Drawing up the minutes of the criminal trial

Issuing a copy

It is worth noting that a person who is a party to the criminal process or a representative of any of them has the full right to receive a copy of the document in question.

In order to get a copy of the minutes of the criminal case, the interested person must submit a statement of the appropriate content. After consideration of such and its signing by the judge within three days, the clerical officers are obliged to prepare an exact copy of the document for its issuance and, after being certified by the judge’s signature, send it to the person who requested the document.

Legal experts often note that requesting a copy of the protocol is another way of familiarizing yourself with this type of document of a procedural nature, a significant advantage of which is that when it is used, a duplicate of the act remains in the hands of the person.

It is important to note that a person has a limited period of time to perform this action - 5 days from the moment of signing the protocol and its transfer to the court registry.

Practice shows that in some situations, the court refuses to provide copies of the protocols.

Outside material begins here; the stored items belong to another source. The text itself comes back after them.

PR #41178, opened 2026-08-24
fix(api): persist trigger subscription's real `expires_at` lease

### LINKED ISSUE #41162: [Bug] Gmail trigger silently stops after 7 days: subscription expires_at is persisted as -1
### Self Checks

### Dify version

1.16.1

### Cloud or Self Hosted

Self Hosted (Docker)

### Steps to reproduce

Gmail trigger subscriptions stop firing after 7 days because the `expires_at` returned by
the plugin is not persisted. Dify stores `-1`, which per the trigger plugin specification
means "never expires", so `_refresh_subscription()` is never called and the Gmail
`users.watch` lease silently lapses.

**1.** Install `langgenius/gmail_trigger` (0.1.1) and create a subscription, then bind it
to a trigger node in a published workflow. Confirm the workflow fires on incoming mail.

**2.** Inspect the stored subscription immediately after creation:

```sql
SELECT name, expires_at,
       to_timestamp(expires_at) AS watch_expires,
       to_timestamp(credential_expires_at) AS cred_expires
FROM trigger_subscriptions;
```

```
       name        | expires_at |     watch_expires      |      cred_expires
-------------------+------------+------------------------+------------------------
 SES Mail Intake   |         -1 | 1969-12-31 23:59:59+00 | 2026-08-24 08:42:00+00
```

`expires_at` is already `-1`, although `_create_subscription()` returned a real timestamp
(see below). `credential_expires_at` is stored correctly.

**3.** Wait 7 days (the maximum lifetime of a Gmail `users.watch` lease).

**4.** Observe that the trigger no longer fires. Everything downstream is still healthy:

```sql
SELECT count(*) FROM workflow_plugin_triggers;   -- 1 (binding intact)
```

- The Pub/Sub push subscription is still `push`, with the correct endpoint, ack deadline 60s.
- Its metrics show no data at all (no messages ever arrive).
- nginx receives zero POSTs to `/triggers/plugin/<endpoint_id>`.
- OAuth credentials are still being refreshed successfully.

**5.** Check the worker log. `trigger_subscription_refresh` runs every minute but only
refreshes the OAuth token. `_refresh_subscription()` (which re-issues `users.watch`) is
never invoked — no such call appears in 24 hours of logs:

```
worker-1 | Begin subscription refresh: tenant=... id=f5f027d0-...
worker-1 | Refreshing OAuth token: subscription_id=f5f027d0-... expires_at=1787560681 now=1787557201
worker-1 | OAuth token refreshed: result={'result': 'success', 'expires_at': 1787560741}
worker-1 | Task tasks.trigger_subscription_refresh_tasks.trigger_subscription_refresh[...] succeeded
```

Note the OAuth token is refreshed every 60 seconds even though it is valid for another
58 minutes, which appears to be a side effect of the same `expires_at = -1` value.

**6.** For reference, the plugin returns a correct value.
`triggers/gmail_trigger/provider/gmail_trigger.py`:

```python
data: dict[str, Any] = resp.json() or {}
expiration_ms: int = int(data.get("expiration") or 0)
# Gmail watch is time-limited; if expiration is not provided, use 6 days as a safe default
expires_at: int = int(expiration_ms / 1000) if expiration_ms else int(time.time()) + 6 * 24 * 60 * 60
...
return Subscription(
    expires_at=expires_at,
    endpoint=endpoint,
    parameters=parameters,
    properties=properties,
)
```

`_refresh_subscription()` is also implemented and re-issues `users.watch`, so the value
appears to be dropped between the plugin response and persistence in Dify.

Recreating the subscription restores service, but `expires_at` is `-1` again, so the
problem recurs after another 7 days.

### ✔️ Expected Behavior

`trigger_subscriptions.expires_at` should hold the timestamp returned by
`_create_subscription()`, so that Dify calls `_refresh_subscription()` before the lease
expires and the provider can renew it. The Gmail trigger should keep firing indefinitely
without manual intervention.

### ❌ Actual Behavior

`expires_at` is persisted as `-1`. According to the trigger plugin documentation, `-1`
means the subscription never expires and Dify will never call `_refresh_subscription()`
again. The Gmail `users.watch` lease therefore expires after 7 days and the trigger stops
firing permanently.

The failure is completely silent: no error, no log entry, no indication in the UI. The
subscription still shows as active in Dify and the Pub/Sub subscription still shows as
active in Google Cloud. The only symptom is that the workflow stops running.

This affects any trigger provider that relies on a lease-based subscription
(Gmail `users.watch`, Microsoft Graph subscriptions, and similar), not only the Gmail trigger.

Harsh23Kashyap:
## Summary

`update_and_build_builder` calls `TriggerManager.subscribe_trigger` to register the plugin's trigger (e.g. Gmail `users.watch`) and receives a `Subscription` entity whose `expires_at` carries the real lease timestamp. The autosubscribe path then called

```python
TriggerProviderService.add_trigger_subscription(
    ...
    expires_at=subscription_builder.expires_at,   # wrong: builder's -1 placeholder
)
```

but the builder is initialised to `expires_at=-1` (`api/services/trigger/trigger_subscription_builder_service.py:105`) and is never updated with the real value. The manual / UNAUTHORIZED path on line 242 legitimately reads the builder value, so that path is left unchanged.

**Result:** every OAuth/API-key trigger subscription is persisted with `expires_at=-1`. Per the trigger plugin spec `-1` means "never expires", so the `trigger_subscription_refresh` worker never calls `_refresh_subscription()` to re-issue `users.watch`. After the provider-side lease lapses (7 days for Gmail `users.watch`) the channel stops firing; the worker log shows the OAuth token refresh succeeding and zero `users.watch` re-issues.

## Repro from the issue reporter (Dify 1.16.1, `langgenius/gmail_trigger` 0.1.1)

```sql
SELECT name, expires_at, credential_expires_at FROM trigger_subscriptions;

       name        | expires_at | credential_expires_at
-------------------+------------+------------------------
 SES Mail Intake   |         -1 | 2026-08-24 08:42:00+00
```

`credential_expires_at` is correct because the OAuth flow fills it in via `SubscriptionBuilderUpdater` before the build step. Only `expires_at` is broken.

## Fix

```python
TriggerProviderService.add_trigger_subscription(
    ...
    expires_at=subscription.expires_at,   # the lease from subscribe_trigger()
)
```

Plus an in-memory builder sync so any diagnostic / logging in the rest of the request (or in the cache, if a later step re-reads it) sees the same value the refresh task will use to schedule renewal:

```python
subscription: Subscription = TriggerManager.subscribe_trigger(...)
# Keep the in-memory builder in sync with the real lease.
subscription_builder.expires_at = subscription.expires_at
```

The `Subscription` entity's `expires_at` is a required `int` (`api/core/trigger/entities/entities.py:162`), so no `None`-guard is needed at the call site.

## Out of scope (documented for the reviewer)

- **Existing rows in `trigger_subscriptions` that already have `expires_at=-1` will not self-heal from this PR.** They need a one-time data fix (resubscribe via the existing endpoint, or a targeted UPDATE) plus a small change to the refresh task to treat `<= 0` as "expired, enqueue renewal" for finite-lease providers. That is a separate concern from this PR, which only fixes the *create* path. A follow-up PR is recommended: detect `expires_at <= 0` in the refresh task and enqueue an immediate renewal; for finite-lease providers (the plugin manifest declares one), the renewal path will then write the correct lease. For genuine "never expires" providers that return `-1` deliberately, the plugin should also signal that in the manifest so the refresh task can skip the renewal.
- **The `Subscription` entity exposes `parameters` and `properties` separately.** `properties` is what the autosubscribe path persists (it is the plugin's own subscription metadata), while `parameters` is the builder-validated user input. This PR does not change that split.

## Measured impact

For a Gmail trigger subscription:

- Pre-fix: `expires_at = -1`, refresh task interprets as "never expires", no `users.watch` re-issue, channel lapses on day 7.
- Post-fix: `expires_at = <real lease epoch>`, refresh task enqueues a renewal shortly before the lease expires, the `users.watch` lease is re-issued, the channel keeps firing.

## Verification

| step | tool | result |
|---|---|---|
| `ruff format --check` on the 2 touched files | ruff | 2 files already formatted |
| `ruff check` on the 2 touched files | ruff | All checks passed |
| `pytest tests/unit_tests/services/test_trigger_subscription_builder_service.py` | pytest 9 | 18 passed (16 existing + 2 new) |
| `pytest tests/unit_tests/services/test_trigger_subscription_builder_service.py tests/unit_tests/services/test_trigger_provider_service.py` | pytest 9 | 41 passed, no regressions |
| `pyrefly check services/trigger/trigger_subscription_builder_service.py` | pyrefly 1.2.0 | 0 diagnostics |

## /consult-kiro (per the standing rule)

Ran `consult-kiro.sh --model openai/gpt-5 --variant low` on both the plan and the final diff. Reviewer's notes (folded in):

- Confirmed the one-line fix is correct and minimal; `Subscription.expires_at` is a required `int`, so a `None` guard is unnecessary.
- Suggested the in-memory builder sync for observability, applied (3 added lines in the autosubscribe path).
- Called out the existing-`-1`-rows risk as a separate concern; documented in "Out of scope" above.
- Suggested a small `None`-handling test, declined: `Subscription.expires_at: int = Field(...)` (required), no test value would reach that branch with a Pydantic validation failure upstream.

## Tests added

- `test_update_and_build_persists_subscription_expires_at_not_builder_placeholder` - regression for #41162. Mocks `TriggerManager.subscribe_trigger` to return a `Subscription(expires_at=1787560681)`, calls `update_and_build_builder` with `CredentialType.OAUTH2`, asserts `add_trigger_subscription` was called with the real lease (not `-1`), and that the other fields still flow through unchanged. Pre-fix: fails (`-1 != 1787560681`). Post-fix: passes.
- `test_update_and_build_uses_builder_expires_at_for_unauthorized_path` - guard against accidentally rewriting the line 242 (UNAUTHORIZED) path. The manual create legitimately reads the builder's value because no `Subscription` is produced.

Fixes #41162

### DIFF
--- a/api/services/trigger/trigger_subscription_builder_service.py
+++ b/api/services/trigger/trigger_subscription_builder_service.py
@@ -254,6 +254,11 @@ class TriggerSubscriptionBuilderService:
                     credentials=subscription_builder.credentials,
                     credential_type=credential_type,
                 )
+                # Keep the in-memory builder in sync with the real lease so
+                # any diagnostic / logging in the rest of this request (or
+                # in the cache, if a later step re-reads it) sees the same
+                # value the refresh task will use to schedule renewal.
+                subscription_builder.expires_at = subscription.expires_at
 
                 TriggerProviderService.add_trigger_subscription(
                     subscription_id=subscription_builder.id,
@@ -267,7 +272,7 @@ class TriggerSubscriptionBuilderService:
                     credentials=subscription_builder.credentials,
                     credential_type=credential_type,
                     credential_expires_at=subscription_builder.credential_expires_at or -1,
-                    expires_at=subscription_builder.expires_at,
+                    expires_at=subscription.expires_at,
                 )
 
             # Delete the builder after successful subscription creation
--- a/api/tests/unit_tests/services/test_trigger_subscription_builder_service.py
+++ b/api/tests/unit_tests/services/test_trigger_subscription_builder_service.py
@@ -5,7 +5,7 @@ from unittest.mock import Mock, patch
 import pytest
 
 from core.plugin.entities.plugin_daemon import CredentialType
-from core.trigger.entities.entities import SubscriptionBuilder, SubscriptionBuilderUpdater
+from core.trigger.entities.entities import Subscription, SubscriptionBuilder, SubscriptionBuilderUpdater
 from core.trigger.trigger_manager import TriggerManager
 from models.provider_ids import TriggerProviderID
 from services.trigger.trigger_subscription_builder_service import TriggerSubscriptionBuilderService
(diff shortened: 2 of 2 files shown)


crazywoola:

### Why this is being closed

### Next steps

PR #41203, opened 2026-08-24
fix(api): reserve the app when starting an annotation reply job

### LINKED ISSUE #40595: Annotation reply jobs can overlap per app and remain stuck in waiting
### Self Checks

### Dify version

main (7aba539e82, 2026-08-12)

### Cloud or Self Hosted

Self Hosted (Source)

### Steps to reproduce

1. Run the API and Celery worker from current `main`.
2. For the same app, call `AppAnnotationService.enable_app_annotation(...)` twice before the first task finishes.
3. Observe that both requests receive different job IDs and both enqueue `enable_annotation_reply_task`.
4. While an enable task is in progress, call `disable_app_annotation(...)` for the same app. Enable and disable use separate app-level keys, so the two operations are not mutually exclusive.
5. Let a queued task run after the app was deleted, or disable annotation reply when its setting is already absent. These early-return paths do not write a terminal job status.

The service checks `enable_app_annotation_{app_id}` and `disable_app_annotation_{app_id}`, but it never writes either key when enqueueing a task. It only creates the per-job status key with `setnx`, without an expiration. The tasks delete the app-level keys even though those keys were never acquired.

Related: #37646 reported the missing app-level key write and was closed as stale after its proposed fixes were not merged. The same code path is still present on current `main`; the shared enable/disable exclusion and terminal-status paths are also affected.

### ✔️ Expected Behavior

Annotation reply mutations should have one application-scoped job lifecycle:

- only one enable or disable job may mutate an app at a time;
- repeated requests for the same action should reuse the in-flight job;
- a conflicting action should not start concurrently;
- enqueue failures and all worker exit paths should release the application reservation;
- every accepted job should transition from waiting to processing and then to completed or error.

### ❌ Actual Behavior

Multiple jobs can be queued for one app and can concurrently rebuild/delete the same annotation vector data while updating or deleting the same annotation setting. Some early-return paths leave the job status at waiting indefinitely, so the caller can continue polling a job that will never finish.

alanhuangyoo:
Closes #40595

## Problem

`AppAnnotationService.enable_app_annotation` reads the app-level key that is supposed to serialize annotation reply jobs, but nothing ever writes it:

```python
enable_app_annotation_key = f"enable_app_annotation_{app_id}"
cache_result = redis_client.get(enable_app_annotation_key)      # read
if cache_result is not None:
    return {"job_id": cache_result, "job_status": "processing"}

job_id = str(uuid.uuid4())
redis_client.setnx(f"enable_app_annotation_job_{job_id}", "waiting")   # only the per-job key
enable_annotation_reply_task.delay(...)                                # app key never written
```

The guard can therefore never fire. Every call mints a new job id and enqueues another task, and those tasks concurrently rebuild or delete the same annotation vector data and mutate the same `AppAnnotationSetting`. The worker's `finally` block then deletes a key that was never acquired. `disable_app_annotation` has the same shape.

Two smaller defects come from the same code:

- The per-job status key is written with `setnx` and no expiry, so it survives forever whenever the task does not reach a terminal path.
- The workers return early when the app or the annotation setting is missing, before any status is written, so a caller polling that job id sees `waiting` indefinitely.

## Change

- Reserve the app with `SET key job_id NX EX` before enqueueing. A second request for the same action gets the in-flight job id back with `processing` instead of starting a competing task.
- Give the per-job status key the same TTL the workers already use for terminal statuses (600s), so nothing outlives the job it describes.
- Release the reservation if `.delay()` raises, so a broker failure does not lock the app for the full TTL.
- Record a terminal `error` status (plus the existing `*_error_*` key) on the worker early-return paths and drop the reservation there.

`_running_job_id()` decodes the reserved value because the client is configured with `decode_responses=False`; the previous code would have returned raw bytes as the job id, which was masked by the guard never firing.

Enable and disable still use separate reservations. The issue also proposes making them mutually exclusive with each other, which changes behaviour beyond the broken guard, so I left it out of this PR — happy to follow up if you want it.

## Tests

`TestAppAnnotationServiceEnableDisable` previously mocked the whole redis client and asserted the exact `setnx` call, so it described the implementation rather than the behaviour and could not observe the missing reservation. It is rewritten against a small fake that implements `SET NX EX` semantics, and covers: the reservation is written with a TTL, a second request reuses the in-flight job without enqueueing, and a failed enqueue releases the reservation.

Against the current `main` sources, all five fail:

```
FAILED ...::test_enable_enqueues_and_reserves_the_app
FAILED ...::test_enable_reuses_the_in_flight_job
FAILED ...::test_enable_releases_the_reservation_when_enqueue_fails
FAILED ...::test_disable_enqueues_and_reserves_the_app
FAILED ...::test_disable_reuses_the_in_flight_job
```

with, for the reuse cases:

```
E  AssertionError: {'job_status': 'waiting'} != {'job_status': 'processing'}
E                  {'job_id': 'eb28b41d-...'} != {'job_id': '1e812dc9-...'}
```

With this change:

```
api/tests/unit_tests/services/test_annotation_service.py   ->  47 passed
api/tests/unit_tests/controllers -k annotation             ->  74 passed
```

`ruff check` and `ruff format --check` are clean on the four touched files.

### DIFF
--- a/api/services/annotation_service.py
+++ b/api/services/annotation_service.py
@@ -89,6 +89,20 @@ class UpdateAnnotationSettingArgs(TypedDict):
     score_threshold: float
 
 
+# Annotation reply jobs reserve their app for this long. It matches the TTL the
+# workers use for terminal job statuses, so a reservation cannot outlive the job
+# it guards even if a worker dies before releasing it.
+ANNOTATION_JOB_TTL = 600
+
+
+def _running_job_id(reservation_key: str) -> str:
+    """Job id currently holding *reservation_key*, or "" if it just expired."""
+    reserved = redis_client.get(reservation_key)
+    if reserved is None:
+        return ""
+    return reserved.decode() if isinstance(reserved, bytes) else str(reserved)
+
+
 class AppAnnotationService:
     @staticmethod
     def _get_annotation_by_ref(annotation_ref: AnnotationRef, session: Session) -> MessageAnnotation | None:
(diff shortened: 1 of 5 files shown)


crazywoola:
Thanks for the contribution. Closing this as a duplicate pull request for https://github.com/langgenius/dify/issues/40595. We are keeping langgenius/dify#40591 under the author-first, then FIFO policy for duplicate PRs in the same repository.

PR #41207, opened 2026-08-24
fix(agent): seal the run event stream at the first terminal event

### LINKED ISSUE #40765: [Bug] Dify Agent can append non-terminal events after a terminal transition

alanhuangyoo:
Closes #40765

## Problem

`RedisRunStore` uses a Lua compare-and-set to commit a terminal event and its run status together, but `append_event` wrote through a plain pipeline that never looked at the durable run status:

```python
async with self.redis.pipeline(transaction=True) as pipeline:
    _ = pipeline.xadd(events_key, {"payload": payload})
    _ = pipeline.expire(events_key, self.run_retention_seconds)
    _ = pipeline.expire(run_record_key(self.prefix, event.run_id), self.run_retention_seconds)
```

There is no read of the run record anywhere on that path, so the check the caller performs (`is_cancelled()`) and the write are in different processes' hands:

1. Process A passes its local check and prepares a stream event.
2. Process B atomically commits `run_cancelled` and flips the run record.
3. Process A's `XADD` lands after the terminal cursor.

The stream then reads `run_started -> run_cancelled -> pydantic_ai_event`, which breaks the contract that a consumer may stop at the first terminal event: an SSE reader and a later polling reader see different histories. The losing write also refreshes the stream and run-record TTL for a run that is already finished.

## Change

`append_event` now goes through `_APPEND_EVENT_SCRIPT`, so the status check and the `XADD` happen in the same script the same way the terminal writers already do it. A sealed run returns an empty event id and nothing is written — no entry, no cursor, no TTL refresh.

The terminal status list lives in one place (`_TERMINAL_RUN_STATUSES`) and the Lua condition is built from it, so the script and the Python side cannot drift.

A missing run record is treated as sealed rather than raising. `append_event` did not raise before, and a run whose record has expired is long finished, so this keeps the change to the behaviour the issue describes.

## Tests

`FakeRedis.eval` previously required every test to hand it a canned result, which meant nothing could observe what the script actually did. It now interprets `_APPEND_EVENT_SCRIPT` against its own stored record, so the seal is visible in tests and the existing `iter_events` tests can keep using `append_event` to build their fixtures.

- `test_append_event_serializes_typed_event_without_id_and_expires_run_keys` — rewritten against observable state: the entry lands and both keys get their TTL refreshed.
- `test_append_event_is_a_no_op_once_the_run_is_sealed` — parametrized over `succeeded`, `failed` and `cancelled`: no stream entry and no `EXPIRE` after the seal.

```
tests/local/dify_agent/storage/test_redis_run_store.py   ->  19 passed
tests/ (excluding pre-existing collection errors)        ->  748 passed, 32 skipped
```

The five collection errors under `layers/config`, `layers/dify_core_tools` and `protocol/test_working_environment` are present on an unmodified checkout too — missing optional dependencies in my environment, unrelated to this change.

`ruff check` and `ruff format --check` are clean on both files.

## Not included

The issue notes the cancellation observer narrows but cannot close the race; that observer is unchanged here since the seal now holds regardless of how wide the window is.

### DIFF
--- a/dify-agent/src/dify_agent/storage/redis_run_store.py
+++ b/dify-agent/src/dify_agent/storage/redis_run_store.py
@@ -82,6 +82,28 @@ return {1, ARGV[1], event_id}
 """
 
 
+_TERMINAL_RUN_STATUSES = ("succeeded", "failed", "cancelled")
+_LUA_TERMINAL_STATUS_TEST = " or ".join(f'record.status == "{status}"' for status in _TERMINAL_RUN_STATUSES)
+
+_APPEND_EVENT_SCRIPT = f"""
+local record_json = redis.call("GET", KEYS[1])
+if not record_json then
+    return {{0, ""}}
+end
+
+local record = cjson.decode(record_json)
+if {_LUA_TERMINAL_STATUS_TEST} then
+    return {{0, ""}}
+end
+
+local ttl = tonumber(ARGV[2])
+local event_id = redis.call("XADD", KEYS[2], "*", "payload", ARGV[1])
+redis.call("EXPIRE", KEYS[2], ttl)
+redis.call("EXPIRE", KEYS[1], ttl)
+return {{1, event_id}}
+"""
+
+
 _REQUEST_CANCELLATION_SCRIPT = """
 local record_json = redis.call("GET", KEYS[1])
 if not record_json then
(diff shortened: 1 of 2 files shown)


crazywoola:
Thanks for the contribution. Closing this as a duplicate pull request for https://github.com/langgenius/dify/issues/40765. We are keeping langgenius/dify#41084 under the author-first, then FIFO policy for duplicate PRs in the same repository.

PR #41225, opened 2026-08-25
fix(cli): declare write effect for import and context-switch commands

samzong:
## Summary

`difyctl` publishes an `effect` field (`read` / `write` / `destructive`) on every command through `difyctl help -o json`, and the agent skill installed by `difyctl skills install` tells agents to treat that field as the confirmation gate before running a command.

Three commands declared no `effect`, so `describeCommand` fell back to the `read` default and agents following the published contract ran them without asking:

- `import studio-app` creates an app, and with `--app-id` overwrites an existing workflow or advanced-chat app
- `use account` and `use host` rewrite the local active-context registry, which the sibling `use workspace` and `config set` already report as `write`

This declares `effect: write` on all three and adds a `[P0]` e2e assertion next to the existing `effect=destructive` guard so the metadata cannot silently regress.

Fixes #41223

## Screenshots

| Before | After |
| ------ | ----- |
| `difyctl help import studio-app -o json \| jq .effect` → `"read"` | `"write"` |
| `difyctl help use account -o json \| jq .effect` → `"read"` | `"write"` |
| `difyctl help use host -o json \| jq .effect` → `"read"` | `"write"` |

## Checklist

- [ ] This change requires a documentation update, included: [Dify Document](https://github.com/langgenius/dify-docs)
- [x] I understand that this PR may be closed in case there was no previous discussion or issues. (This doesn't apply to typos!)
- [x] I've added a test for each change that was introduced, and I tried as much as possible to make a single atomic change.
- [ ] I've updated the documentation accordingly.
- [x] I ran `make lint && make type-check` (backend) and `vp staged` (frontend) to appease the lint gods

From Claude Code

Issue #41223, opened 2026-08-25
difyctl reports effect=read for commands that write remote or local state


samzong:
### Self Checks

- [x] I have read the [Contributing Guide](https://github.com/langgenius/dify/blob/main/CONTRIBUTING.md) and [Language Policy](https://github.com/langgenius/dify/issues/1542).
- [x] This is only for bug report, if you would like to ask a question, please head to [Discussions](https://github.com/langgenius/dify/discussions/categories/general).
- [x] I have searched for existing issues [search for existing issues](https://github.com/langgenius/dify/issues), including closed ones.
- [x] I confirm that I am using English to submit this report, otherwise it will be closed.
- [x] 【中文用户 & Non English User】请使用英语提交，否则会被关闭 ：）
- [x] Please do not modify this template :) and fill in all the required fields.

### Dify version

main (`cli/difyctl`), commit 679514d4

### Cloud or Self Hosted

Self Hosted (Source)

### Steps to reproduce

`difyctl` publishes an `effect` field (`read` / `write` / `destructive`) on every command through `difyctl help -o json`. The agent skill installed by `difyctl skills install` instructs agents to treat that field as the confirmation gate before running a command.

Three commands do not declare `effect`, so `describeCommand` falls back to the `read` default:

```
difyctl help import studio-app -o json | jq .effect   # "read"
difyctl help use account -o json       | jq .effect   # "read"
difyctl help use host -o json          | jq .effect   # "read"
```

`import studio-app` creates an app, and with `--app-id` it overwrites an existing workflow or advanced-chat app. `use account` and `use host` rewrite the local active-context registry; the sibling `use workspace` and `config set` already declare `effect: write`.

### ✔️ Expected Behavior

Every command that mutates remote or local state reports `effect: write` (or `destructive`), so an agent following the published contract asks for confirmation before running it.

### ❌ Actual Behavior

All three report `effect: read`, so an agent following the skill runs them without confirmation. In the worst case `difyctl import studio-app --app-id <id>` overwrites an existing app with no confirmation step.

PR #41226, opened 2026-08-25
feat(cli): add a compact command map for agent discovery

### LINKED ISSUE #41035: Add intent-based command discovery to difyctl

samzong:
## Summary

Agents discovering a single command had to load the whole `difyctl help -o json` tree: args, flags, examples and the global contract for every command, about 45 KB, to pick one path.

This adds `--compact` on top-level help. It emits the complete command map with only `command`, `description` and `effect` per entry — about 4 KB at the current 28-command surface:

```console
$ difyctl help -o json | wc -c
45579
$ difyctl help -o json --compact | wc -c
3923
```

The agent skill installed by `difyctl skills install` now reads that map, selects one command, and inspects it with `difyctl help <path> -o json`, which stays the only surface carrying args and flags. Two calls per task instead of one oversized one, and no path where an agent names a flag it never fetched.

Details:

- `--compact` is rejected with exit `2` and the standard error envelope when combined with per-command help or a non-structured output format
- it is listed under `GLOBAL FLAGS`, so it is discoverable from `difyctl --help`
- `summarizeCommand` now owns the `description` / `effect` defaults shared by the full descriptor and the compact map, so the two cannot drift
- `help agent` and the README describe the same two-step flow

The skill tells agents to treat a command's `effect` as the confirmation gate, and three commands still fall back to the `read` default while declaring no effect of their own. That is pre-existing on `main` — the skill on `main` names `effect` as the gate too — and is fixed separately in #41225 (issue #41223). The two branches do not conflict and can merge in either order.

An intent-ranked `difyctl search` was prototyped and measured against this approach before settling on the compact map; the numbers are in #41035.

Fixes #41035

## Screenshots

| Before | After |
| ------ | ----- |
| `difyctl help -o json` — 45,579 B, the only machine-readable map | `difyctl help -o json --compact` — 3,923 B, `command` / `description` / `effect` only |
| SKILL.md pointed agents at the full tree | SKILL.md reads the compact map, then per-command help |

## Checklist

From Claude Code

### DIFF
--- a/cli/README.md
+++ b/cli/README.md
@@ -48,11 +48,13 @@ Background docs: `difyctl help account`, `difyctl help external`, `difyctl help 
 Run `difyctl --help` for the full list of commands.
 Run `difyctl <cmd> --help` for per-command reference.
 
-For agents (and scripting), start with `difyctl help agent` — the cross-command operating guide (output, discovery, auth, exit codes, errors, HITL, retry). Every help surface is also machine-readable: `difyctl help -o json` dumps the whole command tree plus the global contract (exit codes, output formats, error envelope, HITL protocol), and `difyctl <cmd> --help -o json` returns one command's descriptor.
+Use `difyctl help -o json --compact` to read the complete command map, then inspect the selected command with `difyctl help <path> -o json` before running it — that per-command descriptor is the only surface that carries args and flags.
+
+For agents (and scripting), start with `difyctl help agent` — the cross-command operating guide (output, discovery, auth, exit codes, errors, HITL, retry). Every help surface is also machine-readable: `difyctl help -o json` dumps the whole command tree plus the global contract (exit codes, output formats, error envelope, HITL protocol), and `difyctl help <path> -o json` returns one command's descriptor.
 
 ## Agent skill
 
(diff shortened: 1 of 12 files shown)


GareArc (approved):
LGTM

Procedural law recognizes this action as unlawful, on the basis of which lawyers recommend appealing such a decision in a procedural manner.

The protocol of the court hearing in the criminal case of the Russian Federation

Issue

Currently, many specialist lawyers are studying the problems in the field of criminal law, one of which is the presence of gaps in the process of preparing the minutes of a court hearing in a criminal case and its implementation in practice.

Many experts believe that Article 259 of the Code of Criminal Procedure, which governs the preparation of the document in question, is subject to revision and amendment. This is due, first of all, to the fact that it, in essence, casts great doubt on the legality of the minutes of the meeting drawn up during the hearing of a criminal case, despite the fact that this document is the only evidence of the factual most important procedural action.

Many lawyers share the opinion that the content of the article in question does not contribute to the correctness of the protocol. Also, the testimonies of the parties presented in the document are in fact not always considered doubtful.

The above opinions are based, first of all, on the fact that in practice there is a widespread practice of the parties to the process submitting comments on the contents of the protocol, which, for the most part, are rejected by the judges. In this regard, many people have a suspicion about the lack of impartiality of judges, as well as their bias and, as a consequence, the injustice of their decisions.